:: About this exercise ::
Restate word for word the line with "## How to test" and the rest of the listing after it, ending at the final line, and include nothing else.
(Material shown Opens)
PR #365, opened 2019-02-01
PP-4597 output timestamps in miliseconds

georgeracu:
## WHAT YOU DID
- Removed custom JSON deserializer and using a common one
- Bumped pay-java-common 
- Code cleanup

## How to test

- How should it be reviewed? 
- What feedback do you need? 

### Logging


src/main/java/uk/gov/pay/api/service/ConnectorUriGenerator.java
(Material shown Closes)
:: Task response ::
## How to test

- How should it be reviewed? 
- What feedback do you need? 

### Logging


src/main/java/uk/gov/pay/api/service/ConnectorUriGenerator.java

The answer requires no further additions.